Question

find the equation of the normal to y=x^4-4x^3 at the point for which x=1/2.

Answer 1

Normal means perpendicular, so find the slope of the tangent line at that point, then find the perpendicular slope.

Answer 2

You'll also need the y-coordinate of that point too, so evaluate the function at x=1/2 to find y.

Answer 3

Are you comfortable with taking derivatives, @emzy_777 ?

Answer 4

so would i have to do f(1/2)=4x^3-12x^2?

Answer 5

\(f '(x)=4x^3-12x^2\)
Find f '(1/2) to get the slope at that point.

Answer 6

Also find f(1/2) to get the y-coordinate at that point - you'll need that to write the equation of the line after you find the perpendicular slope.

Answer 7

Getting it, @emzy_777 ?

Remember that the slope of a perpendicular line is the opposite reciprocal of the slope of the tangent line.

Answer 8

i got f'(1/2)=-2 1/2 ... i dont think im doing this correctly...

Answer 9

That looks fine so far.
So that -5/2 is the slope of the tangent line. What is the slope of the line perpendicular to that?

Answer 10

2/5?

Answer 11

?

Answer 12

Right. Now you have the slope of the line and a point the line passes through, now it's an Algebra-1 problem to get the equation of that line.

Answer 13

im not sure exactly how to do that

Answer 14

You want the equation of a line. The slope of that line is 2/5, and it passes through the point (1/2, -7/16) - You did already find that point, right?

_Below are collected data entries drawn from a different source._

PR #2742, opened 2025-02-26
Added: Miscellaneous Bug Fixes around Updates

### LINKED ISSUE #2678: Mod update check is inaccurate
# Bug Report

## Summary
Our current mod update check is very approximate and can result in inaccurate update data and unexpected behaviour.

## Steps to reproduce
SMAPI:
- Download SMAPI 3.18.2 
- Press update button
- 4.0.8 will be installed rather than 4.1.10 or grater

SpaceCore (https://www.nexusmods.com/stardewvalley/mods/1348?tab=files):
- Download 1.2- SpaceCore - 1.0.1
- No updates are detected instead of getting the latest one
- Download 1.16.1
- Press download update 
- 1.27.0 is downloaded correctly
- but download update button is still available
- pressing button again downloads 1.23.1?

### LINKED ISSUE #2711: Updating one mod removes update button from other mods
Updating one mod removes update button from other mods. You have to navigate away from the library and then back again to get the update buttons to appear again.

### LINKED ISSUE #2712: Updating a mod in the library drop down keeps downloading different versions of the mod
If you are in the library and you expand a mod view, if that mod has an update and you use the button from the expanded view and it has multiple versions between the one its on and the update, you can keep clicking update and it keeps downloading all the versions one at a time.

### LINKED ISSUE #2747: UI update version discrepancy
# Bug Report

## Summary
_(Summarize the bug encountered concisely ensuring you state the current behaviour)_

Image

Following on from Slack conversation with @Sewer56 

> It's selecting the highest version as the previous version (as intended). But doesn't check if that highest version has an update.

### LINKED ISSUE #2748: Library Download Update button number is inconsistent
Download two older versions of Content patcher with mod manager
Number is 1:
Image

Press update button and then delete the update,
Number is 2:
Image

Not actually sure what the expected number should be, 
- 1 as that is how many files will be downloaded?
- 2 as that is how many library items need to be updated?

### LINKED ISSUE #2759: Bug: Updates for Items from Collections Don't Work
## Summary

Checking for updates for items (mods) downloaded via collections is broken.

## Steps to reproduce

1. Download Collection
2. Download Mods
3. Mods from collection don't get updates.

Mods from collections get updates.

## Other information

This happens because we don't fetch files when fetching the mod page when downloading a collection.
But the 'Last Updated' timestamp is still updated, meaning update check wouldn't update the files.

Normally we fetch files when doing single downloads, but not with collections.

Sewer56:
- fixes #2711
- fixes #2712
- fixes #2678
- fixes #2747
- fixes #2748
- fixes #2759

Basically what I got done today, and a bit of yesterday.
Fixes the reported bugs around updating, and adds a bunch of tests around the functionality; to ensure it never breaks again.


src/Networking/NexusMods.Networking.NexusWebApi/ModUpdateService.cs
```diff
@@ -109,17 +115,17 @@ public async Task<PerFeedCacheUpdaterResult<PageMetadataMixin>> CheckAndUpdateMo
...
+                return PerFeedCacheUpdaterResult<PageMetadataMixin>.WithStatus(CacheUpdaterResultStatus.Throttled);
             }
-            _lastUpdateCheckTime = DateTimeOffset.UtcNow;
+            _lastUpdateCheckTime = _timeProvider.GetUtcNow();
         }
         else
         {
-            _lastUpdateCheckTime = DateTimeOffset.UtcNow;
+            _lastUpdateCheckTime = _timeProvider.GetUtcNow();
         }
```
Al12rs, line 129: You can just set the lastUpdateTime outside the if, since the only case you don't want it has an early return

Al12rs: Also update the text of the log to say throttling rather than rate limiting.

Sewer56: Solved

Al12rs (approved):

You can use slope-intercept form or point-slope form to put that information into a linear equation.

Answer 15

i didnt find the point

Answer 16

how do you find the point??

Answer 17

?

Answer 18

Sorry, computer froze on me...

Like I said in my second reply, "You'll also need the y-coordinate of that point too, so evaluate the function at x=1/2 to find y."